Listening to the chorus of concern around social care

Leading figures from the social care sector gathered in Manchester at the beginning of the month for the annual children and adult services conference. As ever the programme reflected the efforts (too often unsung) of the 1,500,000 people working to offer care and support to older and disabled people – often despite, and not because of, the system.

But the overall mood of the conference was sombre – a new survey revealed that in the last six months nearly two-thirds of council areas had experienced care home closures, and home care contracts had been handed back in more than half of areas. Budget overspends are growing and local authority apprehension, if not fear, about financial sustainability and the high risk of legal challenge was palpable.

Many councils have worked hard to remove more than £5 billion from their care budgets over the past five years by adopting better models of care that manage demand and reduce the need for formal services. One experienced director of social services commented, ‘the number of people who need help with getting out of bed, getting dressed, going to the toilet and eating is growing. You can’t manage demand for those things’. In a recent report by the Nuffield Trust, Social care for older people, it was concluded that most councils had run out of road in making cuts without damaging access to, and quality of, care.

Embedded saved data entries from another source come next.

PR #172, opened 2022-10-29
Pass original .NET callback exception as `TrapException`'s inner exception 

### LINKED ISSUE #63: Improve debuggability by adding original host function exceptions to TrapException
Right now if a host function throws a .NET exception, the exception is caught and translated to a trap representation.

The trap representation only keeps the exception message.  When the trap bubbles back up to .NET, the trap is thrown as a `TrapException`.

Since only the message is kept, debugging the source of the host function exception can be difficult, especially from a log that prints only the `TrapException`.

When a trap representation is created, the original caught exception should be stored somewhere that can be utilized from where `TrapException` is thrown and passed in as the inner exception.

kpreisser:
Hi, this PR implements the functionality to pass a .NET exception thrown at a wasm-to-host transition (.NET callback) (which means the exception is converted to a trap) as inner exception of the created `TrapException` when the trap bubbles up to the next host-to-wasm transition, by using a `ThreadStatic` (thread-local) field to temporarily store the exception until the stack is unwound.

That way, the original .NET exception that caused a trap can be retrieved from `TrapException.InnerException`, e.g. for debugging purposes.

If the exception thrown at the .NET callback is already a `TrapException`, we will not store that exception itself, but its `InnerException`, so that when the trap bubbles through multiple levels of wasm-to-host transitions, the `InnerException` at the root host-to-wasm transition will still be the original .NET exception.

Fixes #63 

Note: The mechanism requires that on every location where a trap can occur due to calling wasm code, `TrapException.FromOwnedTrap()` is called when a trap actually occured, so that the thread-local field is cleared afterwards.

TODO:
- If #163 is merged before this PR, the exception-handling code in the generated code for `Function.FromCallback` and `Linker.DefineCallback` needs to be adjusted to call `Function.HandleCallbackException()`.

What do you think?

Thanks!

### DIFF
--- a/src/Function.cs
+++ b/src/Function.cs
@@ -2450,12 +2450,28 @@ namespace Wasmtime
             }
             catch (Exception ex)
             {
-                var bytes = Encoding.UTF8.GetBytes(ex.Message);
+                return HandleCallbackException(ex);
+            }
+        }
 
-                fixed (byte* ptr = bytes)
-                {
-                    return Native.wasmtime_trap_new(ptr, (UIntPtr)bytes.Length);
-                }
+        internal static unsafe IntPtr HandleCallbackException(Exception ex)
+        {
+            // Store the exception as trap cause, so that we can use it as the TrapException's
+            // InnerException when the trap bubbles up to the next host-to-wasm transition.
+            // If the exception is already a TrapException, we use that one's InnerException,
+            // even if it's null.
+            // Note: This code currently assumes that on every host-to-wasm transition where a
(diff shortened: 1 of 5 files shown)


kpreisser:
The tests are currently failing due to #171.

peterhuene:
We should be able to rebase this PR now.

peterhuene (approved):
Thanks for implementing this feature! This should definitely help users in debugging host functions that throw an exception.

PR #175, opened 2022-11-03
Update implementation and tests for the trap redesign

### LINKED ISSUE #173: CI is red
There were [breaking changes upstream](https://github.com/bytecodealliance/wasmtime/pull/5149) that impacted the C API, which are breaking the .NET CI tests.

kpreisser:
Hi, this updates the implementation and tests for the trap redesign (bytecodealliance/wasmtime#5149, https://github.com/bytecodealliance/wasmtime/pull/5215).

Fixes #173

- The `ExitCode` property is moved from `TrapException`/`TrapAccessor` to `WasmtimeException`, as the WASI exit code now needs to be retrieved from an `wasmtime_error_t*`.
- The `Frames` property is moved from `TrapException` to `WasmtimeException`, since both errors and traps can have traces now.
- The functionality of passing the original .NET exception as `InnerException` (see #172) is moved from the `TrapException` to the `WasmtimeException`, since host-created traps (with `wasmtime_trap_new()`) are now returned as error (`wasmtime_error_t*`).
  (While theoretically it could happen that the returned `wasmtime_error_t*` has actually another cause than the error returned at the host-to-wasm transition, I assume this won't be the case, similar as to a .NET exception that would just bubble up the stack once thrown.)

Currently, tests that are still failing are the following:
- `FuelConsumptionTests`: Waiting for bytecodealliance/wasmtime#5230


peterhuene:
It appears that `OutOfFuel` trap code is missing from the C API, which is why the fuel tests I think are crashing.

peterhuene:
Fix upstream at https://github.com/bytecodealliance/wasmtime/pull/5230.

kpreisser:
I added the `OutOfFuel` trap code and fixed the definition of `wasmtime_trap_code` (see https://github.com/bytecodealliance/wasmtime/security/advisories/GHSA-h84q-m8rr-3v9q) , so once bytecodealliance/wasmtime#5230 is merged, I think this should be complete :slightly_smiling_face:

peterhuene (approved):

peterhuene:
Thanks! Now that it has merged, once the dev artifact is published with that commit, I'll restart CI for this PR and merge.

kpreisser:
Sorry, I forgot to update the exception messages in the `FuelConsumptionTests` (checked with a locally built `Wasmtime`).

peterhuene (dismissed):

peterhuene:
It looks like the CI is now failing for a legitimate reason in the examples, as we're currently expecting a `TrapException` and not `WasmtimeException`.  The former seems correct to me, though?

kpreisser:
Sorry, I hadn't thought of checking the examples. Wasmtime now seems to return the `not enough fuel remaining in store` message as `wasmtime_error_t*` instead of `wasm_trap_t*`, so the example should probably be updated to catch a `WasmtimeException`, similar to the change in the `FuelConsumptionTests`:
https://github.com/bytecodealliance/wasmtime-dotnet/blob/b7dbedf0589908980d5bf3b2a68ac0e7a4468790/tests/FuelConsumptionTests.cs#L85-L89

(Note however, that the `all fuel consumed by WebAssembly` message is still returned as `wasm_trap_t*`, with the new `OutOfFuel` code.)

I can take a look at this tomorrow, unless you beat me to it :slightly_smiling_face:

peterhuene:
I'll push up the fix.

peterhuene (approved):

peterhuene (approved):

peterhuene:
Thanks again for fixing this!

PR #186, opened 2022-11-12
Use unchecked function callbacks for better performance

kpreisser:
Hi,

this PR implements **unchecked** function variants (https://github.com/bytecodealliance/wasmtime/pull/3350) for the generic callback overloads added by #163, which improves performance.

This adds a `ValueRaw` struct that maps to [`wasmtime_val_raw_t`](https://github.com/bytecodealliance/wasmtime/blob/95ca72a37ae17d33d6fa727150dab5a49011b555/crates/c-api/include/wasmtime/val.h#L157-L192) and an `IValueRawConverter<T>` interface similar to the existing ones, which are then used by the unchecked callback functions.

Since the .NET side knows the exact parameter and result types used by the callback, this should be safe. (However I'm not very familiar with wasmtime's resource management, so I would appreciate if you can review especially the handling in the `FuncRefValueRawConverter` and `GenericValueRawConverter`.)

This also improves the NRT annotations for callback delegates (note that for `<auto-generated>` files, we must explicitely add `#nullable enable` even if the project already enables it), and fixes a regression that prevented to define callbacks using an interface as generic type parameter (because that is currently [not allowed by `ValueBox.Converter<T>()`](https://github.com/bytecodealliance/wasmtime-dotnet/blob/44ca7ee4f7bc963e26a460517bd55dae210a3860/src/ValueBox.cs#L209-L214), but it [is allowed by `Value.TryGetKind()`](https://github.com/bytecodealliance/wasmtime-dotnet/blob/44ca7ee4f7bc963e26a460517bd55dae210a3860/src/Value.cs#L210-L214)).

Additionally, callbacks that use neither `Caller` nor `Function` as parameters are now **allocation-free** when being called, since the `Caller` instance will no longer be created as it isn't needed in these cases.

When trying to run the benchmarks from #163 (but using 6 instead of 5 iterations) with .NET 6.0.11 on Windows 10 (Build 19044) x64, I get the following results:

Benchmark 1 (`Action<int>`):

Without this PR:
```
Elapsed: 00:00:00.1257743
Elapsed: 00:00:00.1165437
Elapsed: 00:00:00.1098291
Elapsed: 00:00:00.1045918
Elapsed: 00:00:00.1042576
Elapsed: 00:00:00.1047506
```
With this PR:
```
Elapsed: 00:00:00.0524017
Elapsed: 00:00:00.0489112
Elapsed: 00:00:00.0494636
Elapsed: 00:00:00.0482166
Elapsed: 00:00:00.0423121
Elapsed: 00:00:00.0429405
```

Benchmark 2 (`Action<int, float, long>`):

Without this PR:
```
Elapsed: 00:00:00.2216621
Elapsed: 00:00:00.1976731
Elapsed: 00:00:00.1968243
Elapsed: 00:00:00.1969110
Elapsed: 00:00:00.1974007
Elapsed: 00:00:00.1961490
```
With this PR:
```
Elapsed: 00:00:00.0652740
Elapsed: 00:00:00.0631706
Elapsed: 00:00:00.0615255
Elapsed: 00:00:00.0497510
Elapsed: 00:00:00.0505233
Elapsed: 00:00:00.0497147
```

Benchmark 3 (`Func<int, float, long, ValueTuple<int, int, long>>`):

Without this PR:
```
Elapsed: 00:00:00.4356896
Elapsed: 00:00:00.3905873
Elapsed: 00:00:00.3896729
Elapsed: 00:00:00.3901601
Elapsed: 00:00:00.3902660
Elapsed: 00:00:00.3917198
```
With this PR :
```
Elapsed: 00:00:00.0881153
Elapsed: 00:00:00.0869675
Elapsed: 00:00:00.0849886
Elapsed: 00:00:00.0742805
Elapsed: 00:00:00.0611120
Elapsed: 00:00:00.0619580
```

With the last benchmark, this seems to be roughly a **6x** improvement comparing to the current state (without this PR).

What do you think?

Thanks!


src/ValueRaw.cs
```diff
@@ -0,0 +1,285 @@
...
+        }
+
+        public int Unbox(IStore store, in ValueRaw valueRaw)
+        {
+            return valueRaw.i32;
+        }
+
+        public void Box(IStore store, int value, ref ValueRaw valueRaw)
+        {
+            valueRaw.i32 = value;
```
kpreisser, line 93: It seems the corresponding Rust code of this structure (`ValRaw`) [always initializes at least the first 64 bit when setting a value](https://github.com/bytecodealliance/wasmtime/blob/7a6fbe08987a7cb43c7e2a78ba5482bec8ab3c2a/crates/runtime/src/vmcontext.rs#L982-L993):
```rs
impl ValRaw {
    /// Creates a WebAssembly `i32` value
    #[inline]
    pub fn i32(i: i32) -> ValRaw {
        // Note that this is intentionally not setting the `i32` field, instead
        // setting the `i64` field with a zero-extended version of `i`. For more
        // information on this see the comments on `Lower for Result` in the
        // `wasmtime` crate. Otherwise though all `ValRaw` constructors are
        // otherwise constrained to guarantee that the initial 64-bits are
        // always initialized.
        ValRaw::u64((i as u32).into())
    }
```

However, this is not mentioned in the C header file for `wasmtime_val_raw_t`.

Do you know whether this also applies for the values in the C API, i.e. whether we would also need to set the first 64-bit, rather than only the first 32 bits for 32-bit values (so that this case, the next 32 bits will be set to zero)?

kpreisser: I updated the code to always initialize the first 64-bit, so that we match the behavior of the Rust code, as this change doesn't seem to have effects on the performance (at least on 64-bit systems).

Additionally I added a check to ensure we throw a `PlatformNotSupportedException` on Big Endian systems when retrieving a converter, since we would need to implement separate converters for that, which implement switching endianness (as the values in the structure are always in little endian, if I understand the code comments/documentation correctly).

kpreisser: > as the values in the structure are always in little endian, if I understand the code comments/documentation correctly

It seems bytecodealliance/wasmtime#4035 mistakenly added the notes about the little-endian storage to `wasmtime_valunion` instead of `wasmtime_val_raw`; I've opened bytecodealliance/wasmtime#5303 for that.

peterhuene (approved):
@kpreisser thanks for all this work! I paid close attention to the externref/funcref raw value conversion and it seems correct to me.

The priority for this Autumn Statement is to address the critical state of adult social care, recognising the inter-dependency with the NHS. So we conclude that the Chancellor should bring forward to next year the extra funding it has already promised through the ‘improved’ Better Care Fund – planned to reach £1.5 billion by 2019.

Beyond the Autumn Statement, the NHS and social care together will need increased funding as the Secretary of State for Health has himself recognised. If the government is not prepared to address these longer-term funding challenges then it will need to be open with the public about the consequences for access to services and quality of care.